A fire burning the cold.
A livewire of heat threading through my limbs, pooling in my stomach.
Aching.
Begging.
To be used.
“Rae!”
“Fight him!”
“Raegan!”
“Raegan.”
As my body warms, the distant voices become clearer. More familiar.
Dane. Kellan. Aiden. Jackson.
Consciousness comes rushing back like a speed train. Air, on the other hand, doesn’t.
My hands wrap around whatever’s cutting off my air on instinct, trying to pull them away as I drag my eyes open.
Charles.
We’re still fighting him.
The men who mean everything to me are calling my name. Their voices are strained or rough with emotion.
But I’m also glad it’s me and not one of them in my place.
I won’t give up.
I promised I wouldn’t die.
I won’t lose.
I’ve barely used my gift in this fight. There’s no way I’m out of it yet.

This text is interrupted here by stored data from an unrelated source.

PR #4550, opened 2016-02-12
Move build to dotnet

ryanbrandenburg:

PR #4638, opened 2016-02-25
Use dotnet-test

### LINKED ISSUE #4495: Full .NET xunit is not running ConditionalTheory and ConditionalFact tests
When we transitioned to dotnet cli, we started using `xunit.console.exe` to run full .NET tests. Currently, this is not finding tests marked with `[ConditionalTheory]` or `[ConditionalFact]`.

Example: Microsoft.EntityFrameworkCore.Commands.FunctionalTests should have 109 tests, but only 98 are discovered. The [tests](https://github.com/aspnet/EntityFramework/files/118126/tests.txt) should in include `OperationExecutorTest`, but they are not discovered.

Related: https://github.com/aspnet/Testing/issues/203 (EF implements its own discoverers, but problably requires the same fix Testing needs.)

natemcmaster:
Supercedes #4509 and #4550 

VS still doesn't like this. :cry: 

Fix #4495 

cc @bricelam @Eilon


test/Microsoft.EntityFrameworkCore.Commands.FunctionalTests/Design/Internal/ForwardingProxyTest.cs
```diff
@@ -1,11 +1,12 @@
 // Copyright (c) .NET Foundation. All rights reserved.
 // Licensed under the Apache License, Version 2.0. See License.txt in the project root for license information.
 
-#if DNX451
+#if (NET451 || DNX451)
```
pranavkm: Shouldn't need the parantheses.

natemcmaster:
@bricelam fixed the tests that use roslyn to compile. Everything suceeds on dotnet-test

test/Microsoft.EntityFrameworkCore.Commands.FunctionalTests/Design/Internal/ForwardingProxyTest.cs
natemcmaster: True, but I left it deliberately so it will be easy to search & replace when we strip out dnx451.

natemcmaster:
To the concern of VS tooling: I found how to launch tests from VS. But it is about as ugly as the current command-line setup we have.

Here is what it takes (on my machine...haven't tried elsewhere.)

- Remove "net451" from all project.json (source and test)
- dotnet-restore from command line. DO NOT restore packages from VS. This will fail.
- Unload all except the test project you want to work on. (Test Discovery has a bug that starts test discovery on the wrong projects in the wrong order.)
- Build the test project. (This will fail.) But test discovery for Test Explorer should start anyways. (See Output > Tests" to see if it works.)
- If tests are discovered, you can run them by selecting the list and *rightclick* > Run Selected Tests. (Don't "Run all". This tries to build which fails and cancels the test run.)

smitpatel:
@natemcmaster - I just ran `dotnet restore` on command line and build solution in VS. Build fails as usual but all tests are discovered.

natemcmaster:
@smitpatel Hmm. Weird. Which version of ASP.NET Web tooling? I have 
`ASP.NET and Web Tools 2015 (RC1 Update 1)   14.1.20203.0` (Help > About MS VS)

smitpatel:
`RC1 Update 1 - 14.1.11120.0` I am behind!

natemcmaster:
Well, good news. If you didn't update with the latest "greatest" version of WTE, then these changes shouldn't break you too bad.

natemcmaster:
@divega @bricelam despite our best efforts, VS will only sort-of work. We need to push this through anyways as the netstandard rename is coming along anyways. Can we merge?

It hardly takes anything to draw it out; it’s as if my gift’s been simmering beneath the surface, ready and waiting to be let loose. Red lightning arcs and scatters over Charles’s scales. It strikes him in the chest. The arm. The head. His side.
He doesn’t budge from where he’s standing.
But his grip loosens enough that I can breathe again.
I suck down air, focusing my gift on him to keep him distracted while I regain all the oxygen I lost. White-hot pain sears through my gut when I take too deep a breath, and I’m left panting and shaking.
“You can’t hurt me,” Charles reminds me, but I see otherwise.
My lightning doesn’t penetrate his scales, but it still hurts. He’s trying to hide it, but I can see the tiny flinches. The way he shifts himself with discomfort when it crosses his thickened skin.
It hurts him, but it’s not enough to beat him.
Especially not in my current state. Not while I’m dizzy from blood loss. Or in so much pain I’m almost numb.
The others don’t stop attacking the invisible barrier he has up between us and them. I see them repelled off their feet, then race back to try again. Their attacks are struck back just as much. All except Dane, who’s holding his ground against the barrier somehow, his white light a single flame as it slowly forces a hand-shaped hole through.